5.64. a. [2+] Let $\mathcal D_n$ be the set of all $n\times n$ matrices of $+1$'s and $-1$'s. For $k\in\mathbb P$ let \begin{align*} f_k(n)&= 2^{-n^2} \sum_{M\in\mathcal D_n} (\det M)^k \\ g_k(n)&= 2^{-n^2} \sum_{M\in\mathcal D_n} (\operatorname{per} M)^k, \end{align*} where $\operatorname{per}$ denotes the permanent function defined by $$\operatorname{per}(m_{ij})= \sum_{n\in\mathfrak{S}_n} m_{1,\pi(1)} m_{2,\pi(2)} \dots m_{n,\pi(n)}.$$ Find $f_k(n)$ and $g_k(n)$ explicitly when $k$ is odd or $k=2$.

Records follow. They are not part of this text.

PR #1481, opened 2023-11-11
cargo publish during release

amitu:
In this PR I am trying to enable cargo publish command on each release so people can install `fastn` using `cargo install fastn` as well. 

We probably do not recommend that (as it recompiles everything, and is slower), but it would be good to have our package history on crates.io, and some people are more trusting of `cargo install` way than running shell scripts to install things.

References: 
- [CARGO_REGISTRY_TOKEN docs](https://doc.rust-lang.org/cargo/reference/config.html?highlight=CARGO_REGISTRY_TOKEN#credentials)
- [Using secrets in GitHub Actions](https://docs.github.com/en/actions/security-guides/using-secrets-in-github-actions)

### DIFF
--- a/.github/workflows/release.yml
+++ b/.github/workflows/release.yml
@@ -148,3 +148,29 @@ jobs:
           tag: ${{ github.event.inputs.releaseTag }}
           prerelease: ${{ github.event.inputs.productionRelease && github.event.inputs.productionRelease == 'false' }}
           bodyFile: .github/RELEASE_TEMPLATE.md
+  publish-crate:
+    name: Publish our crate on crates.io
+    runs-on: ubuntu-latest
+    needs: [create-release]
+    steps:
+      - uses: actions/checkout@main
+      - uses: actions/cache@v2
+        with:
+          path: |
+            ~/.cargo/registry
+            ~/.cargo/git
+            target
+            ftd/target
+            fifthtry_content/target
+          key: ${{ runner.os }}-cargo-${{ hashFiles('**/Cargo.lock') }}
+      - name: Install stable toolchain
+        uses: actions-rs/toolchain@v1
+        with:
+          profile: minimal
+          toolchain: stable
+          override: true
+      - name: Publish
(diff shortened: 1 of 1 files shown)


amitu:
I have so far created a token and published it. I am going to publish 0.4 manually using `cargo publish` on my machine (by deleting login token, and using the environment variable and the token I have uploaded on Github secrets) to make sure 0.4 release happens cleanly. Once that is done we can merge this PR and test it.

.github/workflows/release.yml
```diff
@@ -148,3 +148,31 @@ jobs:
...
+          profile: minimal
+          toolchain: stable
+          override: true
+      - name: Publish
+        uses: gmiam/rust-musl-action@9e6a37bf27ecfffb6b92240ea276bea5487fa15d
+        continue-on-error: false
+        env:
+          CARGO_REGISTRY_TOKEN: ${{ secrets.CARGO_REGISTRY_TOKEN }}
+        with:
+          args: cargo publish
```
amitu, line 178:
```suggestion
          args: cargo publish -p fastn
```

amitu:
When trying to publish from local I am getting this error:

```sh
cargo publish -p fastn
    Updating crates.io index
error: all dependencies must have a version specified when publishing.
dependency `fastn-cloud` does not specify a version
Note: The published dependency will use the version from crates.io,
the `path` specification will be removed from the dependency declaration.
```

amitu:
[How to perform nextest releases](https://github.com/fastn-stack/fastn/pull/1481#how-to-perform-nextest-releases)

amitu:
[create-gh-release-action](https://github.com/taiki-e/create-gh-release-action)

amitu:
[cargo-dist book](https://axodotdev.github.io/cargo-dist/book/)

amitu:
[Fully Automated Releases for Rust Projects](https://blog.orhun.dev/automated-rust-releases/)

b. [3-] Show that $f_4(n)=g_4(n)$, and show that $$\sum_{n\ge 0} f_4(n) \frac{x^n}{n!} = (1-x)^{-3} e^{-2x}. \tag{5.120}$$ HINT. We have $$\sum_m (\det M)^4 = \sum_M \left(\sum_{\pi\in\mathfrak S_n} \pm m_{1,\pi(1)}\dots m_{n,\pi(n)}\right)^4.$$ Interchange the order of summation and use Exercise 5.63.
c. [2+] Show that $f_{2k}(n)<g_{2k}(n)$ if $k\ge 3$ and $n\ge 3$.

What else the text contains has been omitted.